Hawaii’s economic engine of tourism is booming, so why hasn’t it trickled down to the rest of the state’s economy? Economists answer, for now, that tourism is not the giant that it used to be, but it is leading the way for the state’s recovery. Not to worry.
Visitor arrivals are expected to increase by 8.6 percent this year, much higher than the earlier forecast of 6.5 percent, according to the state Department of Business, Economic Development and Tourism.
However, the overall economy is expected to increase this year by only 2 percent.
As a result, Hawaii’s number of "leisure and hospitality" jobs increased by 5 percent during this year’s first half compared with the same period a year earlier, but job numbers dropped by 9 percent in the information sector, 2 percent in construction and 0.3 percent in government, according to the U.S. Bureau of Labor Statistics.
"While nontourism sectors have still not fully recovered, they are showing positive signs of recovery," Richard Lim, the DBEDT director, said last week. "That’s why we are focused on policy tools and state support in areas such as construction, renewable energy and light manufacturing."
A major reason for the lack of a spillover of tourism may be that it is not the 800-pound gorilla it was not too long ago. While tourism consisted of 25 percent of the economy during the mid-1990s, it has shrunk to 15 percent, according to Eugene Tian, acting state economist.
That was made worse by the 2008 demise of Aloha Airlines and ATA Airlines, said local economist Paul Brewbaker.
Figures show that tourism has recovered spectacularly enough to restore its share of the state’s economy.
"By my calculation," Brewbaker said, "we’re at record volume this year already, so that principle could have brought it back to a quarter of the economy, except that we know that visitors don’t spend as much as they used to in real terms."
Hawaii, and the rest of the nation, have gone so long without hopeful economic news that any sign of recovery can be quickly spun out of proportion. But in Hawaii, myriad signs are rightfully stoking cautious optimism.
The University of Hawaii Economic Research Organization has projected an increase in construction activity this year after expectations of recovery last year failed to materialize.
Now, it says, "Single-family home construction languishes, but new high-rise condos, retail and resort-related development will boost nonresidential building."
It predicts that construction jobs will grow by 2.1 percent this year.
Construction of the rail project on Oahu could be a major part of the boost, Brewbaker said, especially to "the extent to which the project can actually mobilize private development associated with the train. The train has the potential magnet for private development."

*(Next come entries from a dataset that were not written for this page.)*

PR #1353, opened 2026-03-02
Allow `create_detached_checkpoint` with separate WAL stores

Barre:
## Summary

The previous check (`validate_no_wal_object_store_configured`) rejected all databases with a separate WAL store. Replace it with a reconfiguration check that only errors when the Admin's WAL config doesn't match the manifest.

## Checklist

Thank you for the review! 🙏

### DIFF
--- a/slatedb/src/admin.rs
+++ b/slatedb/src/admin.rs
@@ -389,11 +389,14 @@ impl Admin {
             &self.path,
             self.object_stores.store_of(ObjectStoreType::Main).clone(),
         ));
-        manifest_store
-            .validate_no_wal_object_store_configured()
-            .await?;
         let mut stored_manifest =
             StoredManifest::load(manifest_store, self.system_clock.clone()).await?;
+
+        let manifest_has_wal = stored_manifest.db_state().wal_object_store_uri.is_some();
+        if self.object_stores.has_wal_object_store() != manifest_has_wal {
+            return Err(SlateDBError::WalStoreReconfigurationError.into());
+        }
+
         let checkpoint_id = self.rand.rng().gen_uuid();
         let checkpoint = stored_manifest
             .write_checkpoint(checkpoint_id, options)
--- a/slatedb/src/object_stores.rs
+++ b/slatedb/src/object_stores.rs
@@ -40,6 +40,10 @@ impl ObjectStores {
         }
     }
 
+    pub(crate) fn has_wal_object_store(&self) -> bool {
+        self.wal_object_store.is_some()
+    }
+
     pub(crate) fn store_for(&self, id: &SsTableId) -> Arc<dyn ObjectStore> {
         match id {
             SsTableId::Wal(..) => self.store_of(ObjectStoreType::Wal).clone(),


criccomini (approved):

criccomini:
I want to call out that we explicitly forbid this in:

https://github.com/slatedb/slatedb/blob/main/rfcs/0009-separate-wal.md

The concern was:

> Public API methods like admin::create_clone could just accept an explicitly passed WAL object store instance, but this is undesirable because that introduces another point for a potential misconfiguration. Instead, a reference to the object store should be included in the associated Manifest, so the information about the WAL store is always encapsulated in the database itself.

With this patch, we will be allowing the WAL object store to be passed to the `Admin` and used. As the RFC points out, this opens a window for misconfiguration. At the same time, the current behavior is a bit annoying. We still don't have a good way to go from `ObjectStore` back to URL; the `wal_object_store_uri` in `manifest.fbs` continues to be either null or an empty string that acts as a flag (See https://github.com/slatedb/slatedb/pull/1351#discussion_r2870225820).

I suppose I'm OK with this change now since it's been 9+ months and we still don't have an alternative. I'd like another committer to +1 though, since it does change the RFC-defined behavior.

criccomini:
Thinking more: One could also make the argument that we don't encode the "main" object store in the manifest either. So why would we have a different policy for the WAL manifest?

rodesai (approved):
> I suppose I'm OK with this change now since it's been 9+ months and we still don't have an alternative. I'd like another committer to +1 though, since it does change the RFC-defined behavior.

I think technically this patch doesn't change the RFC's proposed behavior right? All its doing is allowing you to create a checkpoint for DBs that use a separate WAL object store. The RFC proposes that when creating a clone we use the object store configured in the manifest. That is currently not possible, but is a separate concern from this PR. After this PR you'd be able to create a checkpoint and then read from it.

> Thinking more: One could also make the argument that we don't encode the "main" object store in the manifest either. So why would we have a different policy for the WAL manifest?

My take is that it's useful to include sufficient metadata in the manifest to reconstruct any object store, and then each SST should also have sufficient metadata to construct both the object store and the file path. This would allow you to create clones that use different buckets from their source. So you could for example create a clone that writes the WAL to a different zonal bucket, or create a clone of a prod db that writes to a dev bucket. But yeah - to do that you'd need to be able to specify all that metadata and its not obvious how to do that. What we have now is kind of a half measure that feels not super useful. I'd be ok with keeping the object store setup config-driven for now (and either dropping the wal store form the manifest or just leave the manifest format as is and use it as a sanity-check (as we're doing today) that if a wal store is configured it continues to be configured) and opening the door to clones when using a wal object store.

criccomini:
> I think technically this patch doesn't change the RFC's proposed behavior right? All its doing is allowing you to create a checkpoint for DBs that use a separate WAL object store.

Doh, you're right.

> But yeah - to do that you'd need to be able to specify all that metadata and its not obvious how to do that

Yea, this is where we got stuck. I think the best we can do is for us to own the object store creation and ask users to provide us with a URL instead. With that, we can store the URLs in the manifest and use `object_store::parse_url_opts` to recreate them if need be. Right now they're just opaque. We'd still need to allow users to provide key/value pairs, but that gets sketchy because some might be sensitive. Anyhow, a problem for another day.

> I'd be ok with keeping the object store setup config-driven for now (and either dropping the wal store form the manifest...

I think we should drop it as part of the ManifestV2 rev that @rkhachatryan is doing.

PR #1362, opened 2026-03-03
Introduce SsTableView indirection to allow multiple visible ranges per SST

rkhachatryan:
## Summary

This is an implementation of approach No. 3 from https://docs.google.com/document/d/1E42RLty2o8wyiakAi--Cwcn2bXleJol4Mdm1zFokJZA/edit?usp=sharing to address the issues discussed in #1285 .

Namely, `union` operation might result in SSTs with duplicated IDs. Besides of violating the assumption of Ulid uniqeuness, this can cause unnecessary compactions, back-pressure due to `l0_max_ssts`, large metadata, etc.

This PR introduces a layer of indirection `CompactedSsTableView` between Manifest and SST; so that the same SST can be referenced multiple times (with different visible ranges).
Iterators use the new `CompactedSsTableView`, while compactions, caching, etc. operate on SST level.

## Changes

Schema and compaction changes (fbs) were done manually (1st, 3rd, and 4th commits);
Commit `Introduce SsTableView indirection to allow multiple visible ranges per SST` was implemented by Claude:
```
  Summary

  Split SsTableHandle into two types in db_state.rs:

  SsTableHandle — the physical SST on disk:
  pub struct SsTableHandle {
      pub id: SsTableId,
      pub(crate) format_version: u16,
      pub info: SsTableInfo,
  }

  SsTableView — a projected view of an SST:
  pub struct SsTableView {
      pub sst: SsTableHandle,
      pub(crate) visible_range: Option<BytesRange>,
      effective_range: BytesRange,
  }

  Key changes across the codebase:

  - SortedRun.ssts: Vec<SsTableHandle> → Vec<SsTableView>
  - ManifestCore.l0: VecDeque<SsTableHandle> → VecDeque<SsTableView>
  - SstView enum (sst_iter.rs): wraps SsTableView instead of SsTableHandle
  - SortedRunView enum (sorted_run_iterator.rs): uses SsTableView
  - Flatbuffer codec: decoder constructs SsTableHandle then wraps in SsTableView::new_projected(); encoder accesses view.sst.* fields
  - TableStore functions (read_filter, read_index, read_blocks): still take &SsTableHandle; callers pass &view.sst
  - Flush path: creates SsTableHandle, wraps in SsTableView::new(handle) before pushing to L0
  - Compactor/GC/utils: access SST identity via sst.sst.id instead of sst.id

  Verification:

  - cargo build -p slatedb — clean, no warnings
  - cargo test -p slatedb --lib — 1164 passed, 0 failed
  - cargo test -p slatedb (doc tests) — 57 passed, 0 failed

```

## Notes for Reviewers

After this PR, I plan to get back to #1285

One issue not discussed in #1285 and not covered in this PR is that after compaction, SSTs are never removed from External DBs and the final_checkpoint is not removed from the parent database.
I plan to fix it it in a follow-up PR.

## Checklist

    - Most of the changes are mechanical changes to replace SST with SST view
    - The PR changes the structure but not the behavior, so it should be covered by the existing tests

Thank you for the review! 🙏

### DIFF
--- a/schemas/manifest.fbs
+++ b/schemas/manifest.fbs
@@ -78,6 +78,69 @@ table ManifestV1 {
     sequence_tracker: [ubyte];
 }
 
+// Manifest to persist state of DB, version 2 (CompactedSsTableV2 changed to CompactedSsTableView).
+table ManifestV2 {
+    // Id of manifest. Manifest file name will be derived from this id.
+    manifest_id: ulong;
+
+    // List of external databases referenced by this manifest.
+    external_dbs: [ExternalDb];
+
+    // Flag to indicate whether initialization has finished. When creating the initial manifest for
+    // a root db (one that is not a clone), this flag will be set to true. When creating the initial
+    // manifest for a clone db, this flag will be set to false and then updated to true once clone
+    // initialization has completed.
+    initialized: bool;
+
+    // The current writer's epoch.
+    writer_epoch: ulong;
+
+    // The current compactor's epoch.
+    compactor_epoch: ulong;
+
+    // Tracks the most recent SST in the WAL that has been flushed on the last L0 is compacted. When an Immutable 
+    // Memtable (IMM) is flushed to L0, we record the recent flushed WAL ID as `replay_after_wal_id`. During recovery,
+    // we use `replay_after_wal_id + 1` as the starting point for WAL replay, and skip the WAL entries with
+    // smaller `seq` than `last_l0_seq`.
+    replay_after_wal_id: ulong;
+
+    // The most recent SST in the WAL at the time manifest was updated.
+    wal_id_last_seen: ulong;
+
+    // The last compacted l0
+    last_compacted_l0_sst_view_id: Ulid;
+
+    // All compacted SSTs referenced by l0 and compacted (sorted runs) views.
+    ssts: [CompactedSsTableV2] (required);
+
+    // A list of the L0 SSTs that are valid to read in the `compacted` folder.
+    l0: [CompactedSsTableView] (required);
+
+    // A list of the sorted runs that are valid to read in the `compacted` folder.
+    compacted: [SortedRunV2] (required);
+
+    // The last L0 clock tick (the database should restore the latest
+    // tick when recovering from WAL if there are any WAL entries)
+    last_l0_clock_tick: long;
+
+    // A list of checkpoints that are currently open.
+    checkpoints: [Checkpoint] (required);
+
+    // The last seq number
+    last_l0_seq: ulong;
+
+    // The URI of the object store dedicated specifically for WAL, if any.
+    wal_object_store_uri: string;
+
+    // Minimum sequence number across all recent in-memory (write) snapshots. The compactor
+    // needs this to determine whether it's safe to drop duplicate key writes. If a recent snapshot
+    // still references an older version of a key, it should not be dropped.
+    recent_snapshot_min_seq: ulong;
+
+    // Serialized sequence tracker data as defined in RFC-0012.
+    sequence_tracker: [ubyte];
+}
+
 table WriterCheckpoint {
     epoch: uint64;
 }
--- a/schemas/sst.fbs
+++ b/schemas/sst.fbs
@@ -89,6 +89,7 @@ table SsTableIndex {
     block_meta: [BlockMeta] (required);
 }
 
+// deprecated: use CompactedSsTableV2
 table CompactedSsTable {
     id: Ulid (required);
     info: SsTableInfo (required);
@@ -96,7 +97,29 @@ table CompactedSsTable {
     format_version: uint16 = null;
 }
 
+table CompactedSsTableV2 {
+    id: Ulid (required);
+    info: SsTableInfo (required);
+    format_version: uint16 = null;
+}
+
+// A view over an SST specifying the key range that is visible for reads and compactions
+table CompactedSsTableView {
+    // Unique identifier for this view. Used to track individual views in compaction specs.
+    id: Ulid (required);
+    // Reference to a CompactedSsTable by its id (stored at the top level of ManifestV2).
+    sst_id: Ulid (required);
+    // The key range that this view is restricted to over
+    visible_range: BytesRange;
+}
+
+// deprecated: use SortedRunV2
 table SortedRun {
     id: uint32;
     ssts: [CompactedSsTable] (required);
+}
+
+table SortedRunV2 {
+    id: uint32;
+    ssts: [CompactedSsTableView] (required);
 }
--- a/slatedb/src/checkpoint.rs
+++ b/slatedb/src/checkpoint.rs
@@ -63,7 +63,7 @@ mod tests {
     use crate::checkpoint::CheckpointCreateResult;
     use crate::config::{CheckpointOptions, CheckpointScope, Settings};
     use crate::db::Db;
-    use crate::db_state::SsTableId;
+    use crate::db_state::{SsTableId, SsTableView};
     use crate::format::sst::SsTableFormat;
     use crate::iter::RowEntryIterator;
     use crate::manifest::store::ManifestStore;
@@ -324,8 +324,10 @@ mod tests {
             flush_interval: Some(Duration::from_millis(5000)),
             ..Settings::default()
         };
-        test_checkpoint_scope_all(db_options, |manifest| manifest.core.l0.front().unwrap().id)
-            .await;
+        test_checkpoint_scope_all(db_options, |manifest| {
+            manifest.core.l0.front().unwrap().clone()
+        })
+        .await;
     }
 
     #[tokio::test]
@@ -336,11 +338,13 @@ mod tests {
             wal_enabled: false,
             ..Settings::default()
         };
-        test_checkpoint_scope_all(db_options, |manifest| manifest.core.l0.front().unwrap().id)
-            .await;
+        test_checkpoint_scope_all(db_options, |manifest| {
+            manifest.core.l0.front().unwrap().clone()
+        })
+        .await;
     }
 
-    async fn test_checkpoint_scope_all<F: FnOnce(Manifest) -> SsTableId>(
+    async fn test_checkpoint_scope_all<F: FnOnce(Manifest) -> SsTableView>(
         db_options: Settings,
         last_flushed_table: F,
     ) {
@@ -372,7 +376,7 @@ mod tests {
         assert_flushed_entry(
             Arc::clone(&object_store),
             path,
-            &last_flushed_table_id,
+            &last_flushed_table_id.sst.id,
             last_written_kv,
         )
         .await;
@@ -390,7 +394,7 @@ mod tests {
             path.clone(),
             None,
         ));
-        let sst_handle = table_store.open_sst(table_id).await.unwrap();
+        let sst_handle = SsTableView::identity(table_store.open_sst(table_id).await.unwrap());
 
         let mut sst_iter = SstIterator::for_key_with_stats_initialized(
             &sst_handle,
--- a/slatedb/src/compactor.rs
+++ b/slatedb/src/compactor.rs
@@ -175,7 +175,7 @@ pub trait CompactionScheduler: Send + Sync {
                 let sources = manifest
                     .l0
                     .iter()
-                    .map(|sst| SourceId::Sst(sst.id.unwrap_compacted_id()))
+                    .map(|view| SourceId::SstView(view.id))
                     .chain(
                         manifest
                             .compacted
@@ -600,17 +600,11 @@ impl CompactorEventHandler {
         compaction: &Compaction,
         db_state: &crate::db_state::ManifestCore,
     ) -> u64 {
-        use crate::db_state::{SortedRun, SsTableHandle, SsTableId};
+        use crate::db_state::{SortedRun, SsTableView};
         use std::collections::HashMap;
 
-        let ssts_by_id: HashMap<Ulid, &SsTableHandle> = db_state
-            .l0
-            .iter()
-            .map(|sst| match sst.id {
-                SsTableId::Compacted(id) => (id, sst),
-                SsTableId::Wal(_) => unreachable!("L0 SSTs should never have SsTableId::Wal"),
-            })
-            .collect();
+        let views_by_id: HashMap<Ulid, &SsTableView> =
+            db_state.l0.iter().map(|view| (view.id, view)).collect();
         let srs_by_id: HashMap<u32, &SortedRun> =
             db_state.compacted.iter().map(|sr| (sr.id, sr)).collect();
 
@@ -619,9 +613,9 @@ impl CompactorEventHandler {
             .sources()
             .iter()
             .map(|source| match source {
-                SourceId::Sst(id) => ssts_by_id
+                SourceId::SstView(id) => views_by_id
                     .get(id)
-                    .expect("compaction source SST not found in L0")
+                    .expect("compaction source view not found in L0")
                     .estimate_size(),
                 SourceId::SortedRun(id) => srs_by_id
                     .get(id)
@@ -688,13 +682,10 @@ impl CompactorEventHandler {
 
         // Validate compaction sources exist in DB state
         let db_state = self.state().db_state();
-        let l0_ids = db_state
+        let l0_view_ids = db_state
             .l0
             .iter()
-            .filter_map(|sst| match sst.id {
-                crate::db_state::SsTableId::Compacted(id) => Some(id),
-                crate::db_state::SsTableId::Wal(_) => None,
-            })
+            .map(|view| view.id)
             .collect::<std::collections::HashSet<_>>();
         let sr_ids = db_state
             .compacted
@@ -703,7 +694,7 @@ impl CompactorEventHandler {
             .collect::<std::collections::HashSet<_>>();
 
         if let Some(missing) = compaction.sources().iter().find(|source| match source {
-            SourceId::Sst(id) => !l0_ids.contains(id),
+            SourceId::SstView(id) => !l0_view_ids.contains(id),
             SourceId::SortedRun(id) => !sr_ids.contains(id),
         }) {
             warn!("compaction source missing from db state: {:?}", missing);
@@ -714,7 +705,7 @@ impl CompactorEventHandler {
         let has_only_l0 = compaction
             .sources()
             .iter()
-            .all(|s| matches!(s, SourceId::Sst(_)));
+            .all(|s| matches!(s, SourceId::SstView(_)));
 
         if has_only_l0 {
             // L0-only: must create new SR with id > highest_existing
@@ -869,7 +860,7 @@ impl CompactorEventHandler {
         self.log_compaction_state();
         let db_state = self.state().db_state();
 
-        let ssts = compaction.get_ssts(db_state);
+        let sst_views = compaction.get_l0_sst_views(db_state);
         let sorted_runs = compaction.get_sorted_runs(db_state);
         let spec = compaction.spec();
         // if there are no SRs when we compact L0 then the resulting SR is the last sorted run.
@@ -883,7 +874,7 @@ impl CompactorEventHandler {
             id: job_id,
             compaction_id: compaction.id(),
             destination: spec.destination(),
-            ssts,
+            sst_views,
             sorted_runs,
             output_ssts: compaction.output_ssts().clone(),
             compaction_clock_tick: db_state.last_l0_clock_tick,
@@ -1053,7 +1044,9 @@ mod tests {
         SizeTieredCompactionSchedulerOptions, Ttl, WriteOptions,
     };
     use crate::db::Db;
-    use crate::db_state::{ManifestCore, SortedRun, SsTableHandle, SsTableId, SsTableInfo};
+    use crate::db_state::{
+        ManifestCore, SortedRun, SsTableHandle, SsTableId, SsTableInfo, SsTableView,
+    };
     use crate::error::SlateDBError;
     use crate::format::sst::{SsTableFormat, SST_FORMAT_VERSION_LATEST};
     use crate::iter::RowEntryIterator;
@@ -1160,7 +1153,7 @@ mod tests {
         // then:
         let db_state = db_state.expect("db was not compacted");
         for run in db_state.compacted {
-            for sst in run.ssts {
+            for sst in run.sst_views {
                 let mut iter = SstIterator::new_borrowed_initialized(
                     ..,
                     &sst,
@@ -1270,7 +1263,7 @@ mod tests {
         .unwrap();
         assert_eq!(db_state.compacted.len(), 1);
 
-        let compacted = &db_state.compacted.first().unwrap().ssts;
+        let compacted = &db_state.compacted.first().unwrap().sst_views;
         assert_eq!(compacted.len(), 1);
         let handle = compacted.first().unwrap();
 
@@ -1368,7 +1361,7 @@ mod tests {
         .unwrap();
         assert_eq!(db_state.compacted.len(), 1);
 
-        let compacted = &db_state.compacted.first().unwrap().ssts;
+        let compacted = &db_state.compacted.first().unwrap().sst_views;
         assert_eq!(compacted.len(), 1);
         let handle = compacted.first().unwrap();
 
@@ -1503,7 +1496,7 @@ mod tests {
         // then:
         let db_state = db_state.expect("db was not compacted");
         assert_eq!(db_state.compacted.len(), 1);
-        let compacted = &db_state.compacted.first().unwrap().ssts;
+        let compacted = &db_state.compacted.first().unwrap().sst_views;
         assert_eq!(compacted.len(), 1);
         let handle = compacted.first().unwrap();
 
@@ -1641,7 +1634,7 @@ mod tests {
         // then:
         let db_state = db_state.expect("db was not compacted");
         assert_eq!(db_state.compacted.len(), 1);
-        let compacted = &db_state.compacted.first().unwrap().ssts;
+        let compacted = &db_state.compacted.first().unwrap().sst_views;
         assert_eq!(compacted.len(), 1);
         let handle = compacted.first().unwrap();
 
@@ -1758,7 +1751,7 @@ mod tests {
         // then:
         let db_state = db_state.expect("db was not compacted");
         assert_eq!(db_state.compacted.len(), 1);
-        let compacted = &db_state.compacted.first().unwrap().ssts;
+        let compacted = &db_state.compacted.first().unwrap().sst_views;
         assert_eq!(compacted.len(), 1);
         let handle = compacted.first().unwrap();
 
@@ -1887,7 +1880,7 @@ mod tests {
         // then:
         let db_state = db_state.expect("db was not compacted");
         assert_eq!(db_state.compacted.len(), 1);
-        let compacted = &db_state.compacted.first().unwrap().ssts;
+        let compacted = &db_state.compacted.first().unwrap().sst_views;
         assert_eq!(compacted.len(), 1);
         let handle = compacted.first().unwrap();
 
@@ -1985,7 +1978,7 @@ mod tests {
         assert_eq!(db_state.last_l0_clock_tick, 20);
 
         // then: the compacted SST should only contain the non-expired merge
-        let compacted = &db_state.compacted.first().unwrap().ssts;
+        let compacted = &db_state.compacted.first().unwrap().sst_views;
         assert_eq!(compacted.len(), 1);
         let handle = compacted.first().unwrap();
 
@@ -2202,7 +2195,7 @@ mod tests {
         );
 
         // The compacted sorted run should contain both merge operations separately
-        let compacted = &db_state.compacted.first().unwrap().ssts;
+        let compacted = &db_state.compacted.first().unwrap().sst_views;
         assert_eq!(compacted.len(), 1);
         let handle = compacted.first().unwrap();
 
@@ -2337,10 +2330,10 @@ mod tests {
 
         // then:
         let db_state = db_state.expect("db was not compacted");
-        assert!(db_state.l0_last_compacted.is_some());
+        assert!(db_state.last_compacted_l0_sst_view_id.is_some());
         assert_eq!(db_state.compacted.len(), 1);
         assert_eq!(db_state.last_l0_clock_tick, 70);
-        let compacted = &db_state.compacted.first().unwrap().ssts;
+        let compacted = &db_state.compacted.first().unwrap().sst_views;
         assert_eq!(compacted.len(), 1);
         let handle = compacted.first().unwrap();
         let mut iter = SstIterator::new_borrowed_initialized(
@@ -2538,8 +2531,6 @@ mod tests {
                 .await
                 .unwrap();
 
-        let l0_newest = Ulid::new();
-        let l0_oldest = Ulid::new();
         let mut dirty = stored_manifest.prepare_dirty().unwrap();
         let l0_info = SsTableInfo {
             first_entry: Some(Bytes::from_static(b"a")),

We have to agree with Brewbaker’s high optimism overall, as the state is "right around the corner" in greeting as many as 8 million visitors in a year.
"Lucky for us that we even have that," he said of tourism’s boom, "because the reason it isn’t kicking is probably because the rest of the economy hasn’t caught up.
"So then the question should be: What do we do to get the rest of the economy to catch up, because it doesn’t make any sense to have half the cylinders working and the other half of the engine just under repair."
State policy makers should take heed.
Voters, too, need to be asking their elected officials for real policy visions and ways to shore up Hawaii’s economy, and to drive it forward.
Now’s the time, with so many of the politicians’ jobs on the line in November’s general election, to insist on answers and action from lawmakers.